Problem requirements » Reading the listing below, restate each entry exactly as written.

=== Begin Enclosure ===

Issue #2971, opened 2024-11-18
[python] Better error reporting when pause or start fails


ryzhyk:
Here as well as in `start`, a failure is reported as simply "Failed to pause(start) pipeline".

https://github.com/feldera/feldera/blob/f6fb45f109d95d56e9263f634cc7d73bd15f240b/python/feldera/rest/feldera_client.py#L231

The error message should also explain that the pipeline is in a failed state and give error details from the pipeline status.

ryzhyk:
A separate but related issue is that, because we start the pipeline in a paused state, initialization errors are reported as "Failed to pause pipeline", which can be confusing, since the user doesn't understand why the pipeline is getting paused instead of started. Can we refactor the implementation to correctly report this as an initialization error, e.g., by having a common helper function that is invoked when pausing a running pipeline as well as during initialization, and is parameterized by an error message.

PR #2984, opened 2024-11-19
[python] detailed error message on start / pause

abhizer:
Fixes: #2971

### DIFF
--- a/python/feldera/rest/feldera_client.py
+++ b/python/feldera/rest/feldera_client.py
@@ -200,35 +200,46 @@ class FelderaClient:
         )
 
         while True:
-            status = self.get_pipeline(pipeline_name).deployment_status
+            resp = self.get_pipeline(pipeline_name)
+            status = resp.deployment_status
 
             if status == "Running":
                 break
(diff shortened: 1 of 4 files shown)


python/feldera/rest/feldera_client.py
```diff
@@ -200,35 +200,46 @@ def start_pipeline(self, pipeline_name: str):
...
-            status = self.get_pipeline(pipeline_name).deployment_status
+            resp = self.get_pipeline(pipeline_name)
+            status = resp.deployment_status
 
             if status == "Running":
                 break
             elif status == "Failed":
-                raise RuntimeError("Failed to start pipeline")
+                raise RuntimeError(
+                    "error: cannot START a failed pipeline\n"
```
ryzhyk, line 210: Here and in other places in this PR, let's make the error message more explicit:

```
Unable to START the pipeline.
Reason: The pipeline is in a FAILED state due to the following error:
'<error_message>'
```

ryzhyk (approved):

=== End Enclosure ===

Task answer »
Issue #2971, opened 2024-11-18
[python] Better error reporting when pause or start fails


ryzhyk:
Here as well as in `start`, a failure is reported as simply "Failed to pause(start) pipeline".

https://github.com/feldera/feldera/blob/f6fb45f109d95d56e9263f634cc7d73bd15f240b/python/feldera/rest/feldera_client.py#L231

The error message should also explain that the pipeline is in a failed state and give error details from the pipeline status.

ryzhyk:
A separate but related issue is that, because we start the pipeline in a paused state, initialization errors are reported as "Failed to pause pipeline", which can be confusing, since the user doesn't understand why the pipeline is getting paused instead of started. Can we refactor the implementation to correctly report this as an initialization error, e.g., by having a common helper function that is invoked when pausing a running pipeline as well as during initialization, and is parameterized by an error message.

PR #2984, opened 2024-11-19
[python] detailed error message on start / pause

abhizer:
Fixes: #2971

### DIFF
--- a/python/feldera/rest/feldera_client.py
+++ b/python/feldera/rest/feldera_client.py
@@ -200,35 +200,46 @@ class FelderaClient:
         )
 
         while True:
-            status = self.get_pipeline(pipeline_name).deployment_status
+            resp = self.get_pipeline(pipeline_name)
+            status = resp.deployment_status
 
             if status == "Running":
                 break
(diff shortened: 1 of 4 files shown)


python/feldera/rest/feldera_client.py
```diff
@@ -200,35 +200,46 @@ def start_pipeline(self, pipeline_name: str):
...
-            status = self.get_pipeline(pipeline_name).deployment_status
+            resp = self.get_pipeline(pipeline_name)
+            status = resp.deployment_status
 
             if status == "Running":
                 break
             elif status == "Failed":
-                raise RuntimeError("Failed to start pipeline")
+                raise RuntimeError(
+                    "error: cannot START a failed pipeline\n"
```
ryzhyk, line 210: Here and in other places in this PR, let's make the error message more explicit:

```
Unable to START the pipeline.
Reason: The pipeline is in a FAILED state due to the following error:
'<error_message>'
```

ryzhyk (approved):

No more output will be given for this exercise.